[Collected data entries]
• • • • • • •

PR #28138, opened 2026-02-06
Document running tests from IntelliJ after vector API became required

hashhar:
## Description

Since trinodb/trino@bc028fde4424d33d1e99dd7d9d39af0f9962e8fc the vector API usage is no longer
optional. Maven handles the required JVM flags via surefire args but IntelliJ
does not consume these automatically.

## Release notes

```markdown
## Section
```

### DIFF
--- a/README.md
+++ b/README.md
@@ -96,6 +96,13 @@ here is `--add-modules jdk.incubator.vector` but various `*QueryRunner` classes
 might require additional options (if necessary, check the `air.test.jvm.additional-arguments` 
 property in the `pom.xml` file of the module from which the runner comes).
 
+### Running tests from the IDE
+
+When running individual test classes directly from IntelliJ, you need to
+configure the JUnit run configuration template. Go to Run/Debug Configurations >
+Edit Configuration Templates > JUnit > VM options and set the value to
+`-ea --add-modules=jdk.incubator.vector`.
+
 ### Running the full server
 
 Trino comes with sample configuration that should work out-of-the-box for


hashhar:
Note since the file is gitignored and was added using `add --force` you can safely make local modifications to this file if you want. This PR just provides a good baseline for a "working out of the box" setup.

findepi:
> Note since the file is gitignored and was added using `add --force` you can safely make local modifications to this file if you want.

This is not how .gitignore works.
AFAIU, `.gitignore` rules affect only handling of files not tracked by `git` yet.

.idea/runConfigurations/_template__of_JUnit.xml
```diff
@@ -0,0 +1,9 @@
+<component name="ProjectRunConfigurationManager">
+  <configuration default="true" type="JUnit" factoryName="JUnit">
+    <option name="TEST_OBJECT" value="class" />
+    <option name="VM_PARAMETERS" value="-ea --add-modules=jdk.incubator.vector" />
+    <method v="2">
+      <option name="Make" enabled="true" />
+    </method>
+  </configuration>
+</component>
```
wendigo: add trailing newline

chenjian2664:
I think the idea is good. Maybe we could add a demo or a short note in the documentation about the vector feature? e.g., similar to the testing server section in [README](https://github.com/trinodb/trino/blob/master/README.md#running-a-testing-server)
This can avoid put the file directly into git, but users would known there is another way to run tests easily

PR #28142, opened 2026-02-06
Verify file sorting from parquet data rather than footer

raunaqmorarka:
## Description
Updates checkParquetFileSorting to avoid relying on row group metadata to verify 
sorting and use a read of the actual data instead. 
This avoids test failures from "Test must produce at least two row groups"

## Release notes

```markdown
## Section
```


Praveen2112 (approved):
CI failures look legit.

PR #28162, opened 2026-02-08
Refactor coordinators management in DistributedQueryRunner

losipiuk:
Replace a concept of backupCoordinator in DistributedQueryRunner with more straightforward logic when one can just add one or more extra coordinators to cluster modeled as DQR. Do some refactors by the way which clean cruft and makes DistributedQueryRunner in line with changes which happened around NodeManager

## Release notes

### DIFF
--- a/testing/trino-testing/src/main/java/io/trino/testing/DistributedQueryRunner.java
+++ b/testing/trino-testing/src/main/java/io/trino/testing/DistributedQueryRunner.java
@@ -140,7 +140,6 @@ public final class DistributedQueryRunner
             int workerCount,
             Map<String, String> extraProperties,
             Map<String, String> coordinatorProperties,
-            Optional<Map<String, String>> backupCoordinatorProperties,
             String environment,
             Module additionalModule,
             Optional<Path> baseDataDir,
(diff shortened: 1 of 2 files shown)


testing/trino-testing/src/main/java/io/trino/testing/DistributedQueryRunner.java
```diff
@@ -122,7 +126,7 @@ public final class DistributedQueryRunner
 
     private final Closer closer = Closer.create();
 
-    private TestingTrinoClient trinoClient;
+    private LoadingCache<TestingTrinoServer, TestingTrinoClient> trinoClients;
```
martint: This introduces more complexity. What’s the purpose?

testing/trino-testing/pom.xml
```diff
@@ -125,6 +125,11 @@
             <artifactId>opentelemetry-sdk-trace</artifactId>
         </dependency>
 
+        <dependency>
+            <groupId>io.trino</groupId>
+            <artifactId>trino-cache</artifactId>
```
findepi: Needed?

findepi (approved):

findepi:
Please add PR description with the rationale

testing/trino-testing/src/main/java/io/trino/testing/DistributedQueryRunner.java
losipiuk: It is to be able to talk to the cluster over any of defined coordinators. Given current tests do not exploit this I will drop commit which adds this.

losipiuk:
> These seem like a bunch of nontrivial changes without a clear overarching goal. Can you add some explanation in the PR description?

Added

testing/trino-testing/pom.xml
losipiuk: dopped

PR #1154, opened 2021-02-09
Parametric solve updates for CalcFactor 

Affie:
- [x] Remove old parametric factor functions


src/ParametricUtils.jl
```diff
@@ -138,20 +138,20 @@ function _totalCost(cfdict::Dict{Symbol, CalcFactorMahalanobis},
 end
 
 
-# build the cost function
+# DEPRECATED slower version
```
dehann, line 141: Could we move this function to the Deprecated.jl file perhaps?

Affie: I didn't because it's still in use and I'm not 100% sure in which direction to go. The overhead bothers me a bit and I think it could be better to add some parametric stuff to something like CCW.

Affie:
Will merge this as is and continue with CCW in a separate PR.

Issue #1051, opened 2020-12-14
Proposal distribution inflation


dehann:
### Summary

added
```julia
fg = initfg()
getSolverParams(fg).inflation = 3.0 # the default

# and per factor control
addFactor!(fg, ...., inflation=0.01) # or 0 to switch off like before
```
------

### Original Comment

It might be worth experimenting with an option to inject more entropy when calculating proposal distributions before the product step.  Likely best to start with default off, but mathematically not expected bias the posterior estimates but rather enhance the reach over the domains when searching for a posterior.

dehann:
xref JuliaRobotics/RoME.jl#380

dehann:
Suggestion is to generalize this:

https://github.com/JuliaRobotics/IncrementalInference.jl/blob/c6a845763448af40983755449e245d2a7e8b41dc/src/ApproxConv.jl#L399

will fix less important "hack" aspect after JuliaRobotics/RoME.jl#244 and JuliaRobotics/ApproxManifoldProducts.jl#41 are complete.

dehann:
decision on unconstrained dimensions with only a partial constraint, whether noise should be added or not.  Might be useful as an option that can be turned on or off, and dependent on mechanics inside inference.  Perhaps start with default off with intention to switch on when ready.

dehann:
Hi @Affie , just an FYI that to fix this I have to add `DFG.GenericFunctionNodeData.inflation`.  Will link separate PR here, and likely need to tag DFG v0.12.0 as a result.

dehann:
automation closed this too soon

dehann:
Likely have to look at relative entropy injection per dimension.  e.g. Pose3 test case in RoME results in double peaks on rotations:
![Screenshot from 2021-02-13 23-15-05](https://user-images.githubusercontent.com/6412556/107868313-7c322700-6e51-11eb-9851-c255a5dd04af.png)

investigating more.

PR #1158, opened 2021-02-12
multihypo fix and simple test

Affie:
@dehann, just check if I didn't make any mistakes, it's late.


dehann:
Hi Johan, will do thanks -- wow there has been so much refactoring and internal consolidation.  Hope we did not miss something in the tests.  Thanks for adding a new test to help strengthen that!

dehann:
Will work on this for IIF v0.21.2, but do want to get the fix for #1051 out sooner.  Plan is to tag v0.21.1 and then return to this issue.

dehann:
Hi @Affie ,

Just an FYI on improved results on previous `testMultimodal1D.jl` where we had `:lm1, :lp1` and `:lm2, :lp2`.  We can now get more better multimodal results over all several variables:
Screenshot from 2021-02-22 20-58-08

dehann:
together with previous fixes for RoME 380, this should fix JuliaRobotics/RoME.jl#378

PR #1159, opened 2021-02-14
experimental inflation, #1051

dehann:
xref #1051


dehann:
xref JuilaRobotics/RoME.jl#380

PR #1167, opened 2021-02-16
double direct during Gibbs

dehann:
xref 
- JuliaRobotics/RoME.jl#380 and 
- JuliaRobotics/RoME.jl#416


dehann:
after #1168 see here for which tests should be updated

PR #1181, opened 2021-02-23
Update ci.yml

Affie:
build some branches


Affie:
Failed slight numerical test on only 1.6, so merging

• • • • • • •

*Task statement*.
Only lines that hold the string "approved" belong in the answer, so copy every one of them from the records.

*Response for this exercise*.
Praveen2112 (approved):
findepi (approved):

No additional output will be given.